All this talk about liquidation value is depressing!
On the plus side, Inprise isn't anywhere near liquidation. Its products are strong contenders, though in a crowded field. In the growing CORBA market, VisiBroker is very well respected and is probably their best card for the immediate future. The application server may do well - if they can get by the anti-Borland bias that is held by many executives. Moving the dBase white elephant to Interbase is a good move as is the stock buy-back. Now that Sun is subsidizing the port of JBuilder to 100% Java (if you read between the lines), the Unix market should be very strong for JBuilder. (I personally know a major St. Louis based brokerage house is moving from C++ to all Java. However, they're coding it all using the Unix vi text editor because of a lack of quality tools in the Unix arena!!!)

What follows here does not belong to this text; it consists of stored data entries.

PR #2449, opened 2018-02-22
Fix #2440 UID Reset

### LINKED ISSUE #2440: item:getUniqueID() returns multiple UIDs for the same item.
- [x ] This is a bug in the software that resides in this repository, and not a
- [x ] This issue is reproducible without changes to the code in this repository

### Description
Calling item:getUniqueID() on an item with a UID of 0 will always return a new UID.
It should set the items uniqueID to the new ID
This is a problem because calling
item:getUniqueID()
item:getUniqueID()
item:getUniqueID()
Will return a different UID every time for the same item.

1. In a lua script call item:getUniqueID() on an item with a UID of 0 (99% of map)
2. In a lua script call item:getUniqueID() on the same item

### Expected behaviour
First Call
The item has a UID of 0
The next available UID is 65542
The item now has a UID of 65542
The function returns 65542
Second Call
The item has a UID of 65542
The function returns 65542

### Actual behaviour
First Call
The item has a UID of 0
The next available UID is 65542
The UID is added to the UID map and not used again
The item does not get the UID 65542 (stays 0)
The function returns 65542
Second Call
The item has a UID of 0
The next available UID is 65543
The UID is added to the UID map and not used again
The item does not get the UID 65543 (stays 0)
The function returns 65543

### Environment
TFS 1.2
Windows 10
Visual Studio 2015

comedinha:
Fix error on localMap reset everytimes and is impossible get the actual uniqueId of created items.

### DIFF
--- a/src/luascript.cpp
+++ b/src/luascript.cpp
@@ -66,7 +66,6 @@ void ScriptEnvironment::resetEnv()
 	callbackId = 0;
 	timerEvent = false;
 	interface = nullptr;
-	localMap.clear();
 	tempResults.clear();
 
 	auto pair = tempItems.equal_range(this);


marksamman:
Wouldn't this result in dangling pointers and a memory leak?

comedinha:
I think it would be a problem if there is a clean, because always clean and the next time will increase the counter
https://github.com/otland/forgottenserver/blob/master/src/luascript.cpp#L128

It would be faster if memory failure occurs because the counter get the max value.

marksamman:
Sorry, I don't understand what you're trying to say. If you have a use case where the counter is overflowing, consider submitting a pull request where you change it from u32 to u64, but before you do that, please explain what kind of script is causing it to overflow.

CristoferMartins:
That is something that bothers me a lot. Items don't have a reliable item id like creatures. If we want to use the item in the future(addevent/storage), we can't use the Item() constructor since the uid is not reliable or simply useless.

PR #2452, opened 2018-03-04
Update copyright for 2018

vankk:
It is time to we move on to 2018.


slawkens:
I just found something useful regarding copyright year on the web.

https://softwareengineering.stackexchange.com/questions/130478/what-copyright-date-for-an-update-to-an-open-source-project-from-last-year

and

http://www.contentious.com/2007/01/07/copyright-notice-is-the-year-really-necessary/

tl;dr
It states that 'copyright' year in source files is meant to be the year of publication, **not** an actual year.
Correct me if I'm wrong.

Issue #2446, opened 2018-02-08
Eternal character list means eternal premium time


TwistedScorpio:
Premium time should be updated even when a player logs in.
On my server I've had people get free premium time by never closing the character list, hence not calling Game::updatePremium,

okk3:
Hello,

I totally get your point but I still think the premium should be updated on server start.

You can remove premium account days via login, but that's just a feature that doesn't seem that important to have on the master repository.

Kindest Regards,
okke

TwistedScorpio:
Updating premium time upon server boot means that if server boots and a player has 2 hours left of premium, how is the server then going to know the premium time expired? It has to be on upon player and account login.

Kamenuvol:
every login it should add event with time left duration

On the down side, Inprise just ain't making enough money, even with all the big deals they keep announcing. Again, here in St. Louis, TWA is experiencing record levels of utilization (80+ pct of the seats are filled), but they just posted a loss for the quarter. Obviously, I'd rather see 10 deals yielding $100 million than a 100 deals yielding $1 million. Also, too many of the deals are with other software companies that can present a competitive threat in the future and whose revenues are at risk at the same time Inprise's are. I'd much rather see some big sales to utility companies, financial institutions, telecommunications giants, hospitals, etc. than more sales with Oracle, Sun, and IBM. When, and if, IS budgets dry up, Inprise could feel a double whammy as these other software companies fail to exercise their purchasing options.
Finally, a little chastisement is in order. When Inprise knew it wasn't going to meet the street's estimate for 0.05 cents a share, it owed us all a warning. A simple, "Because we've decided to defer some revenue to future quarters, we probably won't meet the 5 cents a share estimate for this quarter, but it will still be a profitable quarter for us."
Sure, many would have sold off, but many others would feel like the company was displaying a level of integrity that's essential for building trust in a shaky stock market environment. (Recall the prior CEO went on CNBC saying everything was rosy, then a few weeks later announced dreadful earnings. Now, every time Borland/Inprise is (rarely) mentioned, they say, "Yeah, I remember that CEO coming on and lying to us all.")
Instead, we all got to wake up seeing Inprise listed on Zack's Biggest Earnings Surprises List, showing earnings 60% lower than estimated. If you want us to have faith in you, then you'd better show some faith in us.